Biting the Hand: Growing Up Asian in Black and White America

Published in 2023
7 hours and 5 minutes

audiobook



Julia Lee is a Korean American writer, scholar, and teacher. She is the author of Our Gang: A Racial History of “The Little Rascals” and The American Slave Narrative and the Victorian Novel, as well as the novel By the Book, which was published under the pen name Julia Sonneborn. She is an associate professor of English at Loyola Marymount University, where she teaches African American and Caribbean literature. She lives with her family in Los Angeles.

What is this book about?
In the vein of Eloquent Rage and Minor Feelings—a passionate, no-holds-barred memoir about the Asian American experience in a nation defined by racial stratification 

When Julia Lee was fifteen, her hometown went up in smoke during the 1992 Los Angeles riots. The daughter of Korean immigrant store owners in a predominantly Black neighborhood, Julia was taught to be grateful for the privilege afforded to her. However, the acquittal of four white police officers in the beating of Rodney King, following the murder of Latasha Harlins by a Korean shopkeeper, forced Julia to question her racial identity and complicity. She was neither Black nor white. So who was she?
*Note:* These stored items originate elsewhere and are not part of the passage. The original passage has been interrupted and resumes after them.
PR #3438, opened 2026-03-18
Add custom mesh and logical rule support

NuojCheng:
# Description

This pull request introduces the ability to define and use customized physical meshes and logical axis rules in MaxText via external YAML configuration files. This enhances flexibility for complex parallelism strategies, such as those required for large scale MoE setups.

### Configuration Enhancements
- **Custom Config Loading**: Added a `custom_mesh_and_rule` field to `base.yml`.
- **Dynamic YAML Parsing**: Implemented logic in `src/maxtext/configs/types.py` to automatically load `mesh_axes`, `logical_axis_rules`, and `data_sharding` from specified YAML files located in `src/maxtext/configs/custom_mesh_and_rule/`.
- **Example Configs**: Provided initial custom configurations for `pure-fsdp.yml` and a complex `ds3-large-pp.yml`.

### Robust Utility Functions
- Added helper functions in `src/maxtext/utils/max_utils.py` for safer access to mesh properties:
    - `get_mesh_axes_size`: Returns the size of a physical axis or 1 if it doesn't exist.
    - `get_logical_rule_contents`: Safely retrieves physical axes corresponding to a logical name.

### Code Refactoring for Mesh Flexibility
- Updated `src/maxtext/layers/attention_op.py`, `src/maxtext/utils/sharding.py`, and `src/maxtext/utils/train_utils.py` to use the new utility functions. This ensures the model can compile even when standard axes (like `data` or `fsdp`) are absent or redefined in a custom mesh.

# Tests

Added `tests/unit/custom_mesh_and_rule_test.py` to verify successful compilation using the new custom mesh flags for both FSDP and multi-axis configurations.

# Checklist

### DIFF
--- a/src/maxtext/configs/base.yml
+++ b/src/maxtext/configs/base.yml
@@ -431,6 +431,7 @@ internal_compile_num_devices: -1 # You must specify the number of devices when u
 
 # Parallelism
 shard_mode: "auto" # can be either auto or explicit
+custom_mesh_and_rule: "" # replace default mesh and logical rule by specifying yml name under config/mesh_and_rule/.
 mesh_axes: ['diloco', 'data', 'stage', 'fsdp', 'fsdp_transpose', 'sequence', 'context', 'context_autoregressive', 'tensor', 'tensor_transpose', 'tensor_sequence', 'expert', 'autoregressive']
 logical_axis_rules: [
                       ['activation_batch', ['data', 'fsdp', 'fsdp_transpose', 'expert']],
--- a/src/maxtext/configs/custom_mesh_and_rule/pipeline-large-moe.yml
+++ b/src/maxtext/configs/custom_mesh_and_rule/pipeline-large-moe.yml
@@ -1,0 +1,68 @@
+# Copyright 2026 Google LLC
+#
+# Licensed under the Apache License, Version 2.0 (the "License");
+# you may not use this file except in compliance with the License.
+# You may obtain a copy of the License at
+#
+#    https://www.apache.org/licenses/LICENSE-2.0
+#
+# Unless required by applicable law or agreed to in writing, software
+# distributed under the License is distributed on an "AS IS" BASIS,
+# WITHOUT WARRANTIES OR CONDITIONS OF ANY KIND, either express or implied.
+# See the License for the specific language governing permissions and
+# limitations under the License.
+
+# This logical rule is designed to optimize pipeline parallelism for large-scale jobs. 
+# Key changes include removing expert weight sharding on the `q_lora` dimension, which 
+# is relatively small (e.g., 512 for DeepSeek), and limiting sharding strategies when 
+# EP x FSDP > 512. 
+#
+# The `data` axis is preserved for two reasons: first, the pipeline stage acts as a 
+# data parallel (DP) domain externally, making the `data` axis a necessary reference; 
+# second, it may be required for DCN communication. 
+#
+# Finally, the `tensor` axis is used to shard weights when `pipeline_fsdp_ag_once` or 
+# `pipeline_fsdp_ag_per_repeat` is enabled, ensuring we have sufficient memory to 
+# store prefetched weights.
+mesh_axes: ['data', 'stage', 'fsdp', 'tensor', 'expert']
+data_sharding: [['data', 'stage', 'fsdp', 'tensor', 'expert']]
+logical_axis_rules: [
+                      ['activation_batch', ['data', 'fsdp', 'expert']],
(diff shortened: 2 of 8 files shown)


src/maxtext/configs/custom_mesh_and_rule/pipeline-large-moe.yml
gobbleturk, line 1: Should ds3 and pp be included in this filename? Does this generalize to any large model we need to use 2d fsdp with? Would folks not using pp not want to use this - what is specific about pipelining to these rules?

src/maxtext/configs/custom_mesh_and_rule/pure-fsdp.yml
gobbleturk, line 1: this is kinda beautiful tho

src/maxtext/configs/base.yml
```diff
@@ -431,6 +431,7 @@ internal_compile_num_devices: -1 # You must specify the number of devices when u
 
 # Parallelism
 shard_mode: "auto" # can be either auto or explicit
+custom_mesh_and_rule: ""
```
gobbleturk: for better or worse we have our best documentation in this file - can you include a comment or a perhaps a link to documentation here for what custom_mesh_and_rule is?

src/maxtext/utils/max_utils.py
```diff
@@ -50,6 +50,21 @@
 # pylint: disable=too-many-positional-arguments
 
 
+def get_mesh_axes_size(mesh, axes_name):
```
gobbleturk: perhaps these should go in sharding.py?

src/maxtext/utils/max_utils.py
```diff
@@ -50,6 +50,21 @@
...
+  """Get physical axes size in given mesh."""
+  if axes_name in mesh.shape.keys():
+    return mesh.shape[axes_name]
+  return 1
+
+
+def get_logical_rule_contents(rule, logical_name):
```
gobbleturk: I realize this mainly a refactor of existing code but this looks odd to me - many of our rules have duplicate keys - it seems this code will somewhat arbitrarily choose the top rule in a list (not sure how dict(rule) works if duplicate keys in rule)

tests/unit/custom_mesh_and_rule_test.py
```diff
@@ -0,0 +1,62 @@
...
+
+import pytest
+
+from maxtext.trainers.pre_train.train_compile import main as train_compile_main
+from tests.utils.test_helpers import get_test_config_path
+
+
+@pytest.mark.tpu_backend
+class CustomMeshAndRuleTest(unittest.TestCase):
+  """Tests for custom_mesh functionality in train_compile.py"""
```
gobbleturk, line 32: not clear to me this is an effective test of custom_mesh - even if we pass empty logical axis rules I think this test would pass. Can we instead perhaps assert that the model weights are sharded as we expect or something that actually checks the rules?

src/maxtext/configs/custom_mesh_and_rule/pipeline-large-moe.yml
NuojCheng: I added some comments in each new yml file

src/maxtext/configs/custom_mesh_and_rule/pure-fsdp.yml
NuojCheng: agree! And this rule is the one we use for 90% of time!

src/maxtext/configs/base.yml
NuojCheng: added!

src/maxtext/utils/max_utils.py
NuojCheng: both functions are removed now

src/maxtext/utils/max_utils.py
NuojCheng: I took a closer look at the `attention_op.py` and they are poorly coded unfortunately. I totally agree with you. I used `nn.logical_to_mesh_axes` to replace the original statement but it probably does not solve your concern. We need a more JAXy refactoring of `attention_op.py`, but not this PR!

tests/unit/custom_mesh_and_rule_test.py
NuojCheng: Ok for this test I want to make sure custom rules bug-free. If in future PR we added `mesh.shape["context"]` somewhere it will bug by this test since for some custom rules we did not define "context" axes. This test is not targeted for proper functionality of custom rule, though we could have one, but implementing them is non-trivial ; (

PR #3440, opened 2026-03-18
Add `abort_on_nan_loss` and `abort_on_inf_loss` options

Steboss:
# Description

We experienced from time to time the following problem: 
```bash 
0: I0122 21:20:55.494193 140737350402816 metric_logger.py:180] completed step: 30, seconds: 0.449, TFLOP/s/device: 1877.176, Tokens/s/device: 36470.971, total_weights: 131072, loss: nan
```
While a model training was carried on, the loss was `nan`. 
This should be flagged as an error, and the training job should be stopped. 

For this reason, here we are introducing `abort_on_nan_loss` and `abort_on_inf_loss` for checking NaN/Inf in training jobs loss. The options are boolean, the check is done after all the metrics have been written with `write_metrics` function. Two unit tests have been added, one in `tests/unit/configs_value_test.py` to check CLI overrides of values, and one in `tests/unit/metric_logger_abort_test.py` to check if the implementation works fine.

Future improvements: 
- These two options could be lists, so that we can monitor NaN or Inf on `grad` or `params` or other variables.

# Tests

The changes were tested through the created unit tests in `tests/unit/configs_value_test.py` and `tests/unit/metric_logger_abort_test.py`

# Checklist

### DIFF
--- a/tests/unit/configs_value_test.py
+++ b/tests/unit/configs_value_test.py
@@ -126,26 +126,6 @@ class ConfigTest(unittest.TestCase):
     config = pyconfig.initialize(argv)
     self.assertEqual(config.tokenizer_type, "tiktoken")
 
-  def test_abort_on_nan_loss_defaults_and_cli_override(self):
-    """Tests abort_on_nan_loss default from base.yml and CLI override parsing."""
-    default_cfg = pyconfig.initialize(["", _BASE_CONFIG_PATH, "run_name=test_default_abort_nan"])
-    self.assertEqual(default_cfg.abort_on_nan_loss, True)
-
-    cli_cfg = pyconfig.initialize(
-        ["", _BASE_CONFIG_PATH, "run_name=test_cli_abort_nan", "abort_on_nan_loss=False"]
-    )
-    self.assertEqual(cli_cfg.abort_on_nan_loss, False)
-
-  def test_abort_on_inf_loss_defaults_and_cli_override(self):
-    """Tests abort_on_inf_loss default from base.yml and CLI override parsing."""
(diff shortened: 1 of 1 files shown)


tests/unit/configs_value_test.py
```diff
@@ -126,6 +126,26 @@ def test_llama3_tokenizer_correction(self):
     config = pyconfig.initialize(argv)
     self.assertEqual(config.tokenizer_type, "tiktoken")
 
+  def test_abort_on_nan_loss_defaults_and_cli_override(self):
```
gobbleturk: I don't think these tests are necessary - this is generic to our config setup, not specific to these values, we don't need individual tests for every value (the other tests provide great coverage in your new file!)

src/maxtext/configs/base.yml
```diff
@@ -852,6 +852,8 @@ decode_sampling_temperature: 1.
 eval_interval: -1  # the specific number of train step between eval_step
 eval_steps: -1  # run this number of steps for eval, recommend setting this to prevent error due to running out of evel data
 target_eval_loss: 0.  # early stop once reaching target eval_loss
+abort_on_nan_loss: True # Check for NaN and abort if found in training loss
```
gobbleturk, line 855: will check with team about these defaults - we may prefer default to false

gobbleturk: fail fast - leave as True it is!

tests/unit/configs_value_test.py
Steboss: Removed :)

Steboss:
@gobbleturk  thanks for reviewing this. I removed the tests from `configs_value_test.py`. Please, let me know if you need other modifications :)

PR #3427, opened 2026-03-16
NNX migration prep (1/N): pure_nnx flag and init_state_fn scaffolding

ecnal-cienet:
# NNX Migration Route Map
1. :white_check_mark: Add NNX support function and utils / pure_nnx flag=False. Won't affect current Linen workflow.
2. :x: NNX fully supported. pure_nnx flag=False, but user can do NNX runs/tests.
3. :x: NNX unit tests and performance tests are completed and verified. pure_nnx flag=True.
4. :x: Remove Linen code related NNX flags.

# Description

> **Note:** This is the first in a series of NNX migration PRs. Pure NNX training is **not yet implemented** — all NNX code paths currently raise `NotImplementedError`. This PR only introduces the structural scaffolding needed for subsequent patches to plug in NNX logic without modifying shared infrastructure.

This PR introduces two abstractions that enable incremental NNX migration while keeping existing Linen code fully functional.

## `pure_nnx` config flag
A boolean (`configs/base.yml`, `configs/types.py`) that will route all major code paths — training, compilation, inference, RL, and utilities — to pure-NNX logic when `True`, falling back to Linen otherwise. Defaults to `False` so all existing behaviour is unchanged.

## `init_state_fn`
A pluggable callable for initializing the model training state, threaded through `create_checkpoint_manager`, `setup_training_state`, `setup_decode_state`, and `get_abstract_state`. This decouples state
initialization from shared infrastructure so future NNX and Linen paths can provide their own implementations without forking utilities.

## Other structural changes
- `create_training_tools` is split into `create_training_optimizer` and `create_checkpoint_manager` for cleaner separation of concerns.
- `jit_train_step` gains a `mesh` parameter to accommodate NNX callers where `model` is a `GraphDef` with no `.mesh` attribute.
- `get_shaped_inputs` in `train_compile.py` adds a `pure_nnx` branch that omits `example_rng`, matching the future NNX `train_step(state, batch)` signature.
- `get_first_step` restored to the two-argument `(model, state)` form to support both Linen `TrainState` and NNX `TrainStateNNX` step retrieval.
- All entry points (`grpo_trainer`, `maxengine`, `generate_param_only_checkpoint`, `layerwise_quantization`, `lora_utils`, `standalone_checkpointer`, integration tests) updated to accept and pass `init_state_fn`.

## New files
[...]

PR #3442, opened 2026-03-18
NNX train

charlesli640:
# Description

Implement pre-train using NNX style

# Tests
```
python3 src/maxtext/trainers/pre_train/nnx_train.py src/maxtext/configs/base.yml \
run_name="run_llama2_7b" \
model_name="llama2-7b" \
dataset_type=synthetic \
steps=10 \
scan_layers=True \
debug_sharding=True \
async_checkpointing=False \
remat_policy=full \
checkpoint_storage_use_zarr3=false \
enable_checkpointing=false \
enable_nnx=true \
pure_nnx_decoder=true
```
# Checklist

### DIFF
--- a/src/maxtext/checkpoint_conversion/compare_linen_nnx_checkpoint.py
+++ b/src/maxtext/checkpoint_conversion/compare_linen_nnx_checkpoint.py
@@ -1,0 +1,609 @@
+# Copyright 2023-2026 Google LLC
+#
+# Licensed under the Apache License, Version 2.0 (the "License");
+# you may not use this file except in compliance with the License.
+# You may obtain a copy of the License at
+#
+#    https://www.apache.org/licenses/LICENSE-2.0
+#
+# Unless required by applicable law or agreed to in writing, software
+# distributed under the License is distributed on an "AS IS" BASIS,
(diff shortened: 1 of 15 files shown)


bvandermoon (commented):
Thank you @charlesli640. Is it possible to migrate `train.py` directly instead of forking this logic? I am concerned these two files will get out of sync before they are merged, this setup will skip running unit tests, and it makes the code a bit more complicated/harder to follow

charlesli640:
> Thank you @charlesli640. Is it possible to migrate `train.py` directly instead of forking this logic? I am concerned these two files will get out of sync before they are merged, this setup will skip running unit tests, and it makes the code a bit more complicated/harder to follow

Definitely we can move the logic to train.py and make it controlled by enable_nnx config. Actually this is one of experimental solutions I am doing internally - try to create brand-new pre-train using pure NNX style, leaving old linen style pre-train untouched/co-existing. 

Another solution is submitted on PR [#3427](https://github.com/AI-Hypercomputer/maxtext/pull/3427). This solution tries to keep/re-use current linen style train loop as much as possible. It created TrainStateNNX class and make existing linen functions compatible to both linen model and nnx model. Please also review the PR3427. We can discuss more on which direction we are going.

PR #3451, opened 2026-03-18
[TE] Fix TE permute silent fallback issue and fix integration of TE permute

jberchtold-nvidia:
# Description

This question would follow Julia for years to come, resurfacing as she traded in her tumultuous childhood for the white upper echelon of elite academia. It was only when she began a PhD in English that she found answers—not in the Brontës or Austen, as Julia had planned, but rather in the brilliant prose of writers like James Baldwin and Toni Morrison. Their works gave Julia the vocabulary and, more important, the permission to critically examine her own tortured position as an Asian American, setting off a powerful journey of racial reckoning, atonement, and self-discovery that has shaped her adult life.

With prose by turns scathing and heart-wrenching, Julia Lee lays bare the complex disorientation and shame that stems from this country’s imposed racial hierarchy to argue that Asian Americans must leverage their liminality for lasting social change alongside Black and brown communities.